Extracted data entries
◆ ◆ ◆

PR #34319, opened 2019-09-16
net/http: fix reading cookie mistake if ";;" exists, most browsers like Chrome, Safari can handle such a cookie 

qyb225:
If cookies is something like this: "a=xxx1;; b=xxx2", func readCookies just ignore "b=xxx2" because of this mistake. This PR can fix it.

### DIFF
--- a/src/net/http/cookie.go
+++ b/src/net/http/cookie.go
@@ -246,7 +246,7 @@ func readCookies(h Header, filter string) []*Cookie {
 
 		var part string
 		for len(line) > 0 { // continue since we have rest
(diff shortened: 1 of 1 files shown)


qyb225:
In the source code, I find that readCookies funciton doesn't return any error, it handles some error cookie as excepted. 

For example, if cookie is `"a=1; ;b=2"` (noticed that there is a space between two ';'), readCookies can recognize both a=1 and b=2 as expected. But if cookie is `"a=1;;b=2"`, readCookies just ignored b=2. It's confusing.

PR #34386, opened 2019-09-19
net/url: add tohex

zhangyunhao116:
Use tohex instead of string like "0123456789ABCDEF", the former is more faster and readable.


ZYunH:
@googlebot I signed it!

◆ ◆ ◆

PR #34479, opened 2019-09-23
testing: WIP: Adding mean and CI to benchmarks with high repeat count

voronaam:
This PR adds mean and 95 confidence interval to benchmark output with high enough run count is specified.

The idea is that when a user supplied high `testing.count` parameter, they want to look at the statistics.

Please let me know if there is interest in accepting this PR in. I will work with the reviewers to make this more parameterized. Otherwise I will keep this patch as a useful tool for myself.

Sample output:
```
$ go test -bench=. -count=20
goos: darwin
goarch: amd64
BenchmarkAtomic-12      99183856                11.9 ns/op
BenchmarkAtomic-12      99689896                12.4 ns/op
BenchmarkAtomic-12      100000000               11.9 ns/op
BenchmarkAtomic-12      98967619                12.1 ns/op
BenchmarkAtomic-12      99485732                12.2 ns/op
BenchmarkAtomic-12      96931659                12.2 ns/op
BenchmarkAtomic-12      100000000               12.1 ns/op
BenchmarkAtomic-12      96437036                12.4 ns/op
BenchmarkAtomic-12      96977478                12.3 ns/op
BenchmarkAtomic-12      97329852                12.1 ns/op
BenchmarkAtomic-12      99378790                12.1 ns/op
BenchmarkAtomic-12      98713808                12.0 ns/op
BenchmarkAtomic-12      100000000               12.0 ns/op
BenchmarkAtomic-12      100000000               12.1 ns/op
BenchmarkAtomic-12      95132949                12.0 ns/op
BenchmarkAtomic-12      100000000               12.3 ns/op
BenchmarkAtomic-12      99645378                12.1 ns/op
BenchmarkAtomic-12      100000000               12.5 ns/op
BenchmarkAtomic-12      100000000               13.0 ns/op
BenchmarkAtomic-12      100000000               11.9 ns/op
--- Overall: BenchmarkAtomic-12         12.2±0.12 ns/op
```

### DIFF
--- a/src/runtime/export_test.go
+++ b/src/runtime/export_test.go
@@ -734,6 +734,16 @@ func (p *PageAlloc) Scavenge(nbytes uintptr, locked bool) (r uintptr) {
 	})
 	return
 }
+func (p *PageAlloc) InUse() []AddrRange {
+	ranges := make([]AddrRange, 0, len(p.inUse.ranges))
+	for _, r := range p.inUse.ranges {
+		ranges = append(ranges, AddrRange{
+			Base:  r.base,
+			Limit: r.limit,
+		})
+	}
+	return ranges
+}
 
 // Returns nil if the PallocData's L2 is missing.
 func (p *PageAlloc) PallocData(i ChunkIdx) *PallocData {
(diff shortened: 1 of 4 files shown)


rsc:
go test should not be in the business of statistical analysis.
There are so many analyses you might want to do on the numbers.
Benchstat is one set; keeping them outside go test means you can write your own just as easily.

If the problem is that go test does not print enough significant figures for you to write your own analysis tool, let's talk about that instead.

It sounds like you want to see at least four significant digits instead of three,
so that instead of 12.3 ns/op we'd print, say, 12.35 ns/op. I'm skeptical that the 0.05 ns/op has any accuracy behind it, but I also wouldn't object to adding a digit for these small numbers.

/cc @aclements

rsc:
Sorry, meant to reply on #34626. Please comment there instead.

◆ ◆ ◆

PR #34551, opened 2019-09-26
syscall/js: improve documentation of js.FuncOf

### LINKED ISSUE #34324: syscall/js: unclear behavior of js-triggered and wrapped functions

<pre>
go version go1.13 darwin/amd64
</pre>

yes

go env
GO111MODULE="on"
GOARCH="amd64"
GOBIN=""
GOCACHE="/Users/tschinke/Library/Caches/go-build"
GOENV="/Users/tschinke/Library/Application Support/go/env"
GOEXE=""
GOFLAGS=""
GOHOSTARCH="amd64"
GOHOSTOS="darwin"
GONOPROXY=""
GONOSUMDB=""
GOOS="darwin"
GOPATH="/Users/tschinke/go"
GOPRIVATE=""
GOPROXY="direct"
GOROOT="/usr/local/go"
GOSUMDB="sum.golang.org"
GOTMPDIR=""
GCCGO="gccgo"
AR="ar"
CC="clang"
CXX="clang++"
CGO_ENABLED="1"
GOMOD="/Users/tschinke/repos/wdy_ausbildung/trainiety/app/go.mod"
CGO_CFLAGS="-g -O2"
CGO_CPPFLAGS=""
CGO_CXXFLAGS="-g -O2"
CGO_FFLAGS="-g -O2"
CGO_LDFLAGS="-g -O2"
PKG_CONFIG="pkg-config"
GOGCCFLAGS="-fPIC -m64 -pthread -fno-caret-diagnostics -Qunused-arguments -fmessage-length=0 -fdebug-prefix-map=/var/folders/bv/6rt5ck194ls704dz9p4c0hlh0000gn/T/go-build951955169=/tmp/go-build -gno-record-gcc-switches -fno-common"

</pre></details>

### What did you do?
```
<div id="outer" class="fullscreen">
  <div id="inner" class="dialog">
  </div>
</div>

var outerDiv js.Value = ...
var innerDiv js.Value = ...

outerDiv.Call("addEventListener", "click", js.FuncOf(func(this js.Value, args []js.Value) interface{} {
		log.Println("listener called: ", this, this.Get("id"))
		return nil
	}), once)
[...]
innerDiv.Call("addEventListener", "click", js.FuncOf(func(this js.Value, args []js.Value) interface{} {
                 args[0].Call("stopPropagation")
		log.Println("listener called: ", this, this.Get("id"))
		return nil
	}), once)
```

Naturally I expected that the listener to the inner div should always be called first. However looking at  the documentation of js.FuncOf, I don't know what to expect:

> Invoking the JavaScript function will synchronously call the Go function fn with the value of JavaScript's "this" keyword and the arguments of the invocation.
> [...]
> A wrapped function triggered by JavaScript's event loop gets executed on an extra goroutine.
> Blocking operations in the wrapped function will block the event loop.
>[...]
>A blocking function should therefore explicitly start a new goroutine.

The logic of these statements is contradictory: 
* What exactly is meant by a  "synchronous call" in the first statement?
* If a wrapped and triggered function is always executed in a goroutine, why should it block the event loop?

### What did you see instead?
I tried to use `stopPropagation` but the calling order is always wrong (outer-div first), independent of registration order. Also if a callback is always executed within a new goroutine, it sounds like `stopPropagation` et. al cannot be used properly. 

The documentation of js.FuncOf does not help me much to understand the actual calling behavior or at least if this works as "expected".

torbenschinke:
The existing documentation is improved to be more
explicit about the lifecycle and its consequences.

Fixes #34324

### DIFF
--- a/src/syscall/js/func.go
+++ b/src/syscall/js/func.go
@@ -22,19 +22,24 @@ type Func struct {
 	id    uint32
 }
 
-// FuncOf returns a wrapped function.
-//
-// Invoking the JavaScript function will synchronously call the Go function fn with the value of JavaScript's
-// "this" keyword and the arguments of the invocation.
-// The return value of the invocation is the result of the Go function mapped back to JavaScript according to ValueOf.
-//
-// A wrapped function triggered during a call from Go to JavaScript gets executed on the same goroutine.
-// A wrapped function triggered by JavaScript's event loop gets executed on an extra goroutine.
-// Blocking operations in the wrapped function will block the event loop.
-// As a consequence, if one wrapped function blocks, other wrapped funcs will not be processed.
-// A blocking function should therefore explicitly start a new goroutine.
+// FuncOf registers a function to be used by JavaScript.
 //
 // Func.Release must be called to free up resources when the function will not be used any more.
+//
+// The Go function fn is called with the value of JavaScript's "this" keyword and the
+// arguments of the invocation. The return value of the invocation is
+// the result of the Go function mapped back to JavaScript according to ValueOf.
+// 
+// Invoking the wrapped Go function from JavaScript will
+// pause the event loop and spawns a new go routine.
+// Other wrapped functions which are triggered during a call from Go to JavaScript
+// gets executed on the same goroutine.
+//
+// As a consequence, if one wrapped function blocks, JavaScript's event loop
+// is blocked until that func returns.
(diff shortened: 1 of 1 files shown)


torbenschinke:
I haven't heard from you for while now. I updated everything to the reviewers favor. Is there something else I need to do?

◆ ◆ ◆

Check each line above for the word "want". Then state how many lines contain it, and nothing more.

3